* **Instructions for the task**: Within the entries that follow, report how many lines contain the word "them", giving the number by itself.

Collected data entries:
----
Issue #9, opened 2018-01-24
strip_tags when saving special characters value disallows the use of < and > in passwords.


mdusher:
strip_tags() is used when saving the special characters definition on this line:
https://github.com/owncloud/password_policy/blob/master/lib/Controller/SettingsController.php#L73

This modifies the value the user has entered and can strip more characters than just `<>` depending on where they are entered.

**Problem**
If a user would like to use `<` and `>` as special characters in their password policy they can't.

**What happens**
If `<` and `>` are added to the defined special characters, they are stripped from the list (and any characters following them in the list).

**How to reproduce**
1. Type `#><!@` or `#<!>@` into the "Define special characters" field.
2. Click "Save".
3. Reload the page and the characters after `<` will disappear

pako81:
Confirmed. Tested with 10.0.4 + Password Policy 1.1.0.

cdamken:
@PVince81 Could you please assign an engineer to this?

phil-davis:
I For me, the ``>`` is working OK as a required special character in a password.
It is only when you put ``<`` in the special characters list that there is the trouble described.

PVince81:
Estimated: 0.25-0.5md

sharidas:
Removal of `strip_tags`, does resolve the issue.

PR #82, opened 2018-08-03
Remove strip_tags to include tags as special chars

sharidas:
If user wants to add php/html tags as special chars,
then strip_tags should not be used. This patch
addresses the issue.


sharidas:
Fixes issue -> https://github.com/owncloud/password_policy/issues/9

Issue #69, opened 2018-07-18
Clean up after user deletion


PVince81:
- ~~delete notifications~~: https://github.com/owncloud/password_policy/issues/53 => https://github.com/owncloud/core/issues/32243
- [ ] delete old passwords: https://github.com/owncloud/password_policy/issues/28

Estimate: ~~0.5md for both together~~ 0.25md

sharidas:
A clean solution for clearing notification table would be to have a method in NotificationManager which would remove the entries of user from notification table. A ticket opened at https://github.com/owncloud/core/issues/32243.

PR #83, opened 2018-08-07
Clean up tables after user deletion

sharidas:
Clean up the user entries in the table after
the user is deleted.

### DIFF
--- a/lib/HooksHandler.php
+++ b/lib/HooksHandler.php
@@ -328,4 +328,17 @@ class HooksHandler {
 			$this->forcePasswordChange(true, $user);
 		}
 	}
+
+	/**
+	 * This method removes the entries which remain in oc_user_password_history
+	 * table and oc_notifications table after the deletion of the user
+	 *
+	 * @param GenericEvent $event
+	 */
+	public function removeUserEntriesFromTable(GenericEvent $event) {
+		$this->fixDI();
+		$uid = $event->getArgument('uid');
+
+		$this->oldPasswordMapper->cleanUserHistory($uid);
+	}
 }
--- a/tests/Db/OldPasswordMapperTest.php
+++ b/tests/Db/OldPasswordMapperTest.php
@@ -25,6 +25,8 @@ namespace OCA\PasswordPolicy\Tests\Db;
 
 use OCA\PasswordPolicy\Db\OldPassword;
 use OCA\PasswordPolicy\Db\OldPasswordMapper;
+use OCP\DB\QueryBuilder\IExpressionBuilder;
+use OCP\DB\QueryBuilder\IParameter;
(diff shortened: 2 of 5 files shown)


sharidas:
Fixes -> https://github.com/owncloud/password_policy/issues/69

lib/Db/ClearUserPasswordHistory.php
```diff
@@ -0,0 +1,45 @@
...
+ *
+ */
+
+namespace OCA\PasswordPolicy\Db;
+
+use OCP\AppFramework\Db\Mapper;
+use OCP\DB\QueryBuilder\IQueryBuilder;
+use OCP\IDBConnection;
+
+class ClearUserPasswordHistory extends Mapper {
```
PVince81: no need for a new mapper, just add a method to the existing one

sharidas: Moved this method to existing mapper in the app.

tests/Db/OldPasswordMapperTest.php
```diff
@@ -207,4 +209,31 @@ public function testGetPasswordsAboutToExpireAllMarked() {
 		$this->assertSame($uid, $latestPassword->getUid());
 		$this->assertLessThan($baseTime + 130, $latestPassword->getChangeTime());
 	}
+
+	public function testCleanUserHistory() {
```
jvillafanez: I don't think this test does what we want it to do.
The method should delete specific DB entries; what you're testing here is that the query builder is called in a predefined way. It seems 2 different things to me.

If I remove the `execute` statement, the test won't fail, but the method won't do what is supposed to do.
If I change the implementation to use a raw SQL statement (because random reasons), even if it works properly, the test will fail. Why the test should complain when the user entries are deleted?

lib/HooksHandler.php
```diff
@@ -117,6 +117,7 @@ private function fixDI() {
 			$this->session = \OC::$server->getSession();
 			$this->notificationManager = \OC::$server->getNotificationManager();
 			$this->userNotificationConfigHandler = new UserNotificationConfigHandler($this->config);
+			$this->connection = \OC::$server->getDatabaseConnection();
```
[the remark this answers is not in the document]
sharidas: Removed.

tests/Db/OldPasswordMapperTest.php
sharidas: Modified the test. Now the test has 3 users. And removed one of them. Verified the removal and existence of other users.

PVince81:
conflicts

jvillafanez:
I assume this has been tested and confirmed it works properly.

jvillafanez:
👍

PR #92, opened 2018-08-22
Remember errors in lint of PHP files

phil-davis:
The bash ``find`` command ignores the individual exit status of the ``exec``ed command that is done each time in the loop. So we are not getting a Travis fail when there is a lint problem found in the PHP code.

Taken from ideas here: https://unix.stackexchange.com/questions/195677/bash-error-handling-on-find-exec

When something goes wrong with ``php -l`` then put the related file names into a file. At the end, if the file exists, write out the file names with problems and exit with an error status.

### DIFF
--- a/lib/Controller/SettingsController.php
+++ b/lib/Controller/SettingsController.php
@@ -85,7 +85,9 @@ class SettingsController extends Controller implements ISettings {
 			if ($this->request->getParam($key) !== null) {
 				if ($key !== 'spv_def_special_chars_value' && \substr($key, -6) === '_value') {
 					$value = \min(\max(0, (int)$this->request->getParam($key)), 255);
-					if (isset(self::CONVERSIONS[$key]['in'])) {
----
* **Your response**: 2